───── Dataset content
PR #298, opened 2025-04-24
set public header include dir for fixing header prefix

jhlee525:
In the previous PR(#297), the install directory for cbor.h was changed to tinycbor/cbor.h.

it causes problem when using FetchContent, since it import headers directly from the source code. (It actually placed in `src/tinycbor.h`).

I created a dedicated public header directory `include` by convention, and placed `include/tinycbor/cbor.h`.

Since all source files reference just `cbor.h`, I have to updated all include paths accordingly.

I checked `tests` and `tools` are able to compile, but not tested for all option sets.

Apologies for the big changes, If you prefer not to adopt this change, feel free to revert #297.


thiagomacieira (changes requested):
I don't like not having the header file right next to the sources. Can you keep the cbor.h header exactly where it is, but instead add include/tinycbor/cbor.h
```c
#include "../../src/cbor.h"
```
?

Why does everything else need changing?

PR #303, opened 2025-08-19
cbortojson: [CWE-401] fix memory leak when realloc() is fails

GermanAizek:
@thiagomacieira, I accidentally found it while I was studying the source code.

It is better to close this possible leak before assign CVE id and score, and also protect yourself from possible attack vectors by intruders.

This commit also have identical issue as real CVE-2019-17178 vulnerability in FreeRDP project:

Fix commit - https://github.com/FreeRDP/FreeRDP/commit/9fee4ae076b1ec97b97efb79ece08d1dab4df29a

Issue - https://github.com/FreeRDP/FreeRDP/issues/5645

More info about CWE metrics:

https://cwe.mitre.org/data/definitions/401.html

### DIFF
--- a/src/cbortojson.c
+++ b/src/cbortojson.c
@@ -329,9 +329,10 @@ static CborError escape_text_string(char **str, size_t *alloc, size_t *offsetp, 
         return CborErrorDataTooLarge;
     }
     if (!alloc || needed > *alloc) {
-        buf = cbor_realloc(buf, needed);
-        if (!buf)
+        char *tmp = cbor_realloc(buf, needed);
+        if (!tmp)
             return CborErrorOutOfMemory;
+        buf = tmp;
         if (alloc)
             *alloc = needed;
     }


src/cbortojson.c
```diff
@@ -329,9 +329,10 @@ static CborError escape_text_string(char **str, size_t *alloc, size_t *offsetp,
         return CborErrorDataTooLarge;
     }
     if (!alloc || needed > *alloc) {
-        buf = cbor_realloc(buf, needed);
-        if (!buf)
+        char *tmp = cbor_realloc(buf, needed);
+        if (!tmp)
             return CborErrorOutOfMemory;
+        buf = tmp;
```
──────────
__Your instructions__
What you return must match the data line for line.

__Solution for this problem__
PR #298, opened 2025-04-24
set public header include dir for fixing header prefix

jhlee525:
In the previous PR(#297), the install directory for cbor.h was changed to tinycbor/cbor.h.

it causes problem when using FetchContent, since it import headers directly from the source code. (It actually placed in `src/tinycbor.h`).

I created a dedicated public header directory `include` by convention, and placed `include/tinycbor/cbor.h`.

Since all source files reference just `cbor.h`, I have to updated all include paths accordingly.

I checked `tests` and `tools` are able to compile, but not tested for all option sets.

Apologies for the big changes, If you prefer not to adopt this change, feel free to revert #297.


thiagomacieira (changes requested):
I don't like not having the header file right next to the sources. Can you keep the cbor.h header exactly where it is, but instead add include/tinycbor/cbor.h
```c
#include "../../src/cbor.h"
```
?

Why does everything else need changing?

PR #303, opened 2025-08-19
cbortojson: [CWE-401] fix memory leak when realloc() is fails

GermanAizek:
@thiagomacieira, I accidentally found it while I was studying the source code.

It is better to close this possible leak before assign CVE id and score, and also protect yourself from possible attack vectors by intruders.

This commit also have identical issue as real CVE-2019-17178 vulnerability in FreeRDP project:

Fix commit - https://github.com/FreeRDP/FreeRDP/commit/9fee4ae076b1ec97b97efb79ece08d1dab4df29a

Issue - https://github.com/FreeRDP/FreeRDP/issues/5645

More info about CWE metrics:

https://cwe.mitre.org/data/definitions/401.html

### DIFF
--- a/src/cbortojson.c
+++ b/src/cbortojson.c
@@ -329,9 +329,10 @@ static CborError escape_text_string(char **str, size_t *alloc, size_t *offsetp, 
         return CborErrorDataTooLarge;
     }
     if (!alloc || needed > *alloc) {
-        buf = cbor_realloc(buf, needed);
-        if (!buf)
+        char *tmp = cbor_realloc(buf, needed);
+        if (!tmp)
             return CborErrorOutOfMemory;
+        buf = tmp;
         if (alloc)
             *alloc = needed;
     }


src/cbortojson.c
```diff
@@ -329,9 +329,10 @@ static CborError escape_text_string(char **str, size_t *alloc, size_t *offsetp,
         return CborErrorDataTooLarge;
     }
     if (!alloc || needed > *alloc) {
-        buf = cbor_realloc(buf, needed);
-        if (!buf)
+        char *tmp = cbor_realloc(buf, needed);
+        if (!tmp)
             return CborErrorOutOfMemory;
+        buf = tmp;
```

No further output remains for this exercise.